_Task requirements:_ Restate every record exactly, with nothing skipped.
-------- Information supplied
PR #2286, opened 2024-03-26
Fix CTA on health tab.

romain-growthbook:
Quick PR to fix the CTA on the first health tag modal:

**Before**:

Screenshot 2024-03-26 at 2 15 57 PM

**After:**

Screenshot 2024-03-26 at 2 22 53 PM

### DIFF
--- a/packages/front-end/components/Experiment/TabbedPage/HealthTabOnboardingModal.tsx
+++ b/packages/front-end/components/Experiment/TabbedPage/HealthTabOnboardingModal.tsx
@@ -344,7 +344,7 @@ export const HealthTabOnboardingModal: FC<HealthTabOnboardingModalProps> = ({
         setLastStep(step);
         setStep(-1);
       }}
-      includeCloseCta={false}
+      includeCloseCta={true}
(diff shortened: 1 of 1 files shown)


bryce-fitzsimons (approved):

lukesonnet:
Honestly, how did this happen? Has this been like this for a long time? We tested this flow so many times and people have been successfully using the health tab. Did we change something in `Modal` since then?

lukesonnet (changes requested):
I prefer we land this: https://github.com/growthbook/growthbook/pull/2291 instead to resolve the issue.

Why?

Health tab: the only difference for the health tab onboarding is whether we include both the X in the top right and cancel to `close` the modal. Our initial design with Kari lead us to only have one exit point for the modal, relying on the X in the top right. It also prevents  the following ugly design (IMO) on page 2 that happens with this fix, with 3 CTAs in one modal.

Screenshot 2024-03-26 at 10 33 22 PM

Big picture: the change that the other PR fixes is more in line with how I'd expect the arguments to `Modal` to work anyways. See that PR for more info why.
----------------
_Response:_
PR #2286, opened 2024-03-26
Fix CTA on health tab.

romain-growthbook:
Quick PR to fix the CTA on the first health tag modal:

**Before**:

Screenshot 2024-03-26 at 2 15 57 PM

**After:**

Screenshot 2024-03-26 at 2 22 53 PM

### DIFF
--- a/packages/front-end/components/Experiment/TabbedPage/HealthTabOnboardingModal.tsx
+++ b/packages/front-end/components/Experiment/TabbedPage/HealthTabOnboardingModal.tsx
@@ -344,7 +344,7 @@ export const HealthTabOnboardingModal: FC<HealthTabOnboardingModalProps> = ({
         setLastStep(step);
         setStep(-1);
       }}
-      includeCloseCta={false}
+      includeCloseCta={true}
(diff shortened: 1 of 1 files shown)


bryce-fitzsimons (approved):

lukesonnet:
Honestly, how did this happen? Has this been like this for a long time? We tested this flow so many times and people have been successfully using the health tab. Did we change something in `Modal` since then?

lukesonnet (changes requested):
I prefer we land this: https://github.com/growthbook/growthbook/pull/2291 instead to resolve the issue.

Why?

Health tab: the only difference for the health tab onboarding is whether we include both the X in the top right and cancel to `close` the modal. Our initial design with Kari lead us to only have one exit point for the modal, relying on the X in the top right. It also prevents  the following ugly design (IMO) on page 2 that happens with this fix, with 3 CTAs in one modal.

Screenshot 2024-03-26 at 10 33 22 PM

Big picture: the change that the other PR fixes is more in line with how I'd expect the arguments to `Modal` to work anyways. See that PR for more info why.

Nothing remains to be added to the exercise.